Stunning view of ben lomond last thing at night, its like a pyramid of gold.

Steve


----------



## clodhopper2006 (Aug 13, 2006)

How about fishing the sea loch of Loch Linnhe from the Bunree site at Onich or just down the road from the site on the edge of Glen Coe village on Loch Leven the ajoining loch to Linnhe.

Bob


----------



## POGJONES (Jul 27, 2009)

I like the look at the Bunree site, but i am in the CCC is this not only for CC.


----------



## barryd (May 9, 2008)

POGJONES said:


> I like the look at the Bunree site, but i am in the CCC is this not only for CC.

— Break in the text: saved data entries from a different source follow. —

PR #752, opened 2019-09-20
Fix check db on root block pow

ninjaahhh:


quarkchain/cluster/master.py
```diff
@@ -994,8 +994,24 @@ def log_error_and_exit(msg):
 
             for crb in rb_list:
                 try:
+                    # lower the difficulty for root block signed by guardian
```
qizhou: Could we put a common code for master so that we have a single code path in master to work on root chain posw?

ninjaahhh: sounds good. addressed in #753

PR #756, opened 2019-09-23
Add enable ts for precompiled contracts

ninjaahhh:


quarkchain/evm/messages.py
```diff
@@ -564,7 +564,11 @@ def _apply_msg(ext, msg, code):
 
     # Main loop
     if msg.code_address in ext.specials:
```
qizhou: Why not use

special_proc, enable_ts = ext.specials.get(msg.code_address, (None, 0))
if special_proc is not None and ext.block_timestamp >= enable_ts:
...

ninjaahhh: good point. done

quarkchain/env.py
```diff
@@ -1,14 +1,16 @@
...
 from quarkchain.cluster.cluster_config import ClusterConfig
+from quarkchain.evm.specials import specials
 
 
 class Env:
-    def __init__(self, db=None, evm_config=None, cluster_config=None):
+    def __init__(self, db=None, evm_config=None):
         self.db = db or InMemoryDb()
-        self.cluster_config = cluster_config if cluster_config else ClusterConfig()
+        self.__cluster_config = ClusterConfig()
```
qizhou: Why not still use cluster_config and then apply timestamp in the ctor?  This makes sure we have the best backward-compatible interface.

ninjaahhh: some places we are manually setting the cluster config (like in `slave.py`):

```python
    env = DEFAULT_ENV.copy()
    env.cluster_config = ClusterConfig.create_from_args(args)
    env.slave_config = env.cluster_config.get_slave_config(args.node_id)
    env.arguments = args
```

qizhou: Then I would suggest using

self.cluster_config = ClusterConfig()

PR #766, opened 2019-10-04
Add timestamp when creating EVM state

hanyunx:
Before this PR, a transaction would fail if a user attempts to send a transaction at the moment of starting a cluster and not any peers has been connected. This is because the timestamp of EVM state is set as 0 by default, in which case tx is disabled except for whitelist senders.

As a potential solution, the timestamp is updated when creating the EVM state such that a transaction can be applied successfully, though it will not be broadcasted to other nodes and will eventually be discarded.

### DIFF
--- a/quarkchain/cluster/shard_state.py
+++ b/quarkchain/cluster/shard_state.py
@@ -317,7 +317,7 @@ class ShardState:
         self.confirmed_header_tip = confirmed_header_tip
         sender_disallow_map = self._get_sender_disallow_map(header_tip)
         self.evm_state = self.__create_evm_state(
-            self.meta_tip.hash_evm_state_root, sender_disallow_map, time.time()
+            self.meta_tip.hash_evm_state_root, sender_disallow_map, int(time.time())
         )
         check(
             self.db.get_minor_block_evm_root_hash_by_hash(header_tip_hash)
@@ -1478,7 +1478,7 @@ class ShardState:
             b = self.db.get_minor_block_by_hash(h)
             sender_disallow_map = self._get_sender_disallow_map(b.header)
             evm_state = self.__create_evm_state(
-                b.meta.hash_evm_state_root, sender_disallow_map, time.time()
+                b.meta.hash_evm_state_root, sender_disallow_map, int(time.time())
             )
             self.__update_tip(b, evm_state)
             Logger.info(
--- a/quarkchain/cluster/shard_state.py
+++ b/quarkchain/cluster/shard_state.py
@@ -565,7 +565,6 @@ class ShardState:
         )
         if ephemeral:
             state = state.ephemeral_clone()
-        state.timestamp = block.header.create_time
         state.gas_limit = block.header.evm_gas_limit
         state.block_number = block.header.height
         state.recent_uncles[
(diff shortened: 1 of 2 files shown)


quarkchain/cluster/shard_state.py
```diff
@@ -553,7 +560,9 @@ def _get_evm_state_for_new_block(self, block, ephemeral=True):
             prev_minor_header, recipient=coinbase_recipient
         )
 
-        state = self.__create_evm_state(root_hash, sender_disallow_map)
+        state = self.__create_evm_state(
+            root_hash, sender_disallow_map, block.header.create_time
```
ninjaahhh: can remove line 568

ninjaahhh:
as discussed before, please update the context for this task

hanyunx:
> as discussed before, please update the context for this task
done.

quarkchain/cluster/shard_state.py
```diff
@@ -317,7 +317,9 @@ def init_from_root_block(self, root_block):
         self.confirmed_header_tip = confirmed_header_tip
         sender_disallow_map = self._get_sender_disallow_map(header_tip)
         self.evm_state = self.__create_evm_state(
-            self.meta_tip.hash_evm_state_root, sender_disallow_map
+            self.meta_tip.hash_evm_state_root,
+            sender_disallow_map,
+            header_tip.create_time + 1,
```
ninjaahhh: maybe `time.time()` should be better?

quarkchain/cluster/shard_state.py
```diff
@@ -1472,7 +1480,9 @@ def add_root_block(self, root_block: RootBlock):
             b = self.db.get_minor_block_by_hash(h)
             sender_disallow_map = self._get_sender_disallow_map(b.header)
             evm_state = self.__create_evm_state(
-                b.meta.hash_evm_state_root, sender_disallow_map
+                b.meta.hash_evm_state_root,
+                sender_disallow_map,
+                b.header.create_time + 1,
```
ninjaahhh: same here

quarkchain/evm/state.py
```diff
@@ -703,6 +704,8 @@ def ephemeral_clone(self):
         s.journal = copy.copy(self.journal)
         s.cache = {}
         s.qkc_config = self.qkc_config
+        if timestamp:
```
ninjaahhh: how about simply do 

```
s.timestamp = self.timestamp
```

hanyunx: will remove the update of timestamp here since the timestamp has already been updated when creating the evm state while this is a copy of that state.

quarkchain/evm/state.py
```diff
@@ -1,5 +1,6 @@
 # Modified based on pyethereum under MIT license
 import copy
+from typing import Optional
```
ninjaahhh: not needed?

quarkchain/cluster/shard_state.py
```diff
@@ -317,7 +317,7 @@ def init_from_root_block(self, root_block):
         self.confirmed_header_tip = confirmed_header_tip
         sender_disallow_map = self._get_sender_disallow_map(header_tip)
         self.evm_state = self.__create_evm_state(
-            self.meta_tip.hash_evm_state_root, sender_disallow_map
+            self.meta_tip.hash_evm_state_root, sender_disallow_map, time.time()
```
ninjaahhh: realized `time.time()` returns float but the timestamp is usually int

ninjaahhh: please change to `int(time.time())`

PR #780, opened 2019-10-28
Filter out minor block headers with larger create time

hanyunx:
Solve https://github.com/QuarkChain/quarkchain-dev/issues/383

### DIFF
--- a/quarkchain/cluster/master.py
+++ b/quarkchain/cluster/master.py
@@ -1271,10 +1271,6 @@ class MasterServer:
 
         adjusted_diff = await self.__adjust_diff(r_block)
 
-        for m_block_header in r_block.minor_block_header_list:
-            if m_block_header.create_time > r_block.header.create_time:
-                r_block.minor_block_header_list.remove(m_block_header)
-
         try:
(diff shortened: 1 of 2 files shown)


quarkchain/cluster/master.py
```diff
@@ -1270,6 +1270,11 @@ def handle_new_root_block_header(self, header, peer):
         self.root_state.write_committing_hash(r_block.header.get_hash())
 
         adjusted_diff = await self.__adjust_diff(r_block)
+
+        for m_block_header in r_block.minor_block_header_list:
```
ninjaahhh: changing root block body may break the validation of `hash_merkle_root`

quarkchain/cluster/master.py
```diff
@@ -1270,6 +1270,7 @@ def handle_new_root_block_header(self, header, peer):
         self.root_state.write_committing_hash(r_block.header.get_hash())
 
         adjusted_diff = await self.__adjust_diff(r_block)
+
```
hanyunx: will remove in the next commit (if any).

ninjaahhh: remove it!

Im no expert but dont they take none members? If it was me I wouldnt book anything, just have a rough idea of where you are going and maybe do some wild camping as its pretty much tolerated in most places in Scotland and there are loads of fantastic spots. That said just because we like it and dont like to be organised doesnt mean everyone else does. I hope you enjoy Scotland as much as we do. We are off to the Isle of Arran next week for a while. Its fantastic and you certainly dont need a campsite there! Have a lovely time.


----------



## DTPCHEMICALS (Jul 24, 2006)

Be carefull as the nights are drawing in and it is mating season for the four legged haggis.
If you catch one you can feed a familly of four with a leg each, but boy can they run :lol: 

Dave p


----------



## POGJONES (Jul 27, 2009)

Thanks for the info folks, u have given me some things to think about. Off to Plymouth now for 4 days boat fishing with the lads, long drive from Doncaster!


----------



## thieawin (Jun 7, 2006)

remember its a foreign country with foreign food

Stock up with English food and take it with you

Remember the natives eat some pretty weird things which will make you ill

There are no fresh vegetable beyond the border the only meat is minced, mixed with blood and oats and soewn into a sheeps stomach and chocolate bars are generally battered and deep fried. The water is polluted as it has al been peeed in by sheep.

(with apologies to the what should I take to s Spain thread)


----------



## Zebedee (Oct 3, 2007)

You forgot to mention that the blokes wear frocks. 8O 8O 

Not sure what precautions to suggest there though!! :roll: :lol: :lol: :lol: 

Dave :lol: :lol:


----------



## clodhopper2006 (Aug 13, 2006)

You can stay on the Bunree site as a non member but it will cost about 5 or 6 pound a night more. Which means you may as well join if you're going to stay a few nights.


----------



## thieawin (Jun 7, 2006)

Zebedee said:


> You forgot to mention that the blokes wear frocks. 8O 8O
> 
> Not sure what precautions to suggest there though!! :roll: :lol: :lol: :lol:
> 
> Dave :lol: :lol:


worse

make music by blowing down the tail of a cat whilst strangling it and breaking its legs to change note.


----------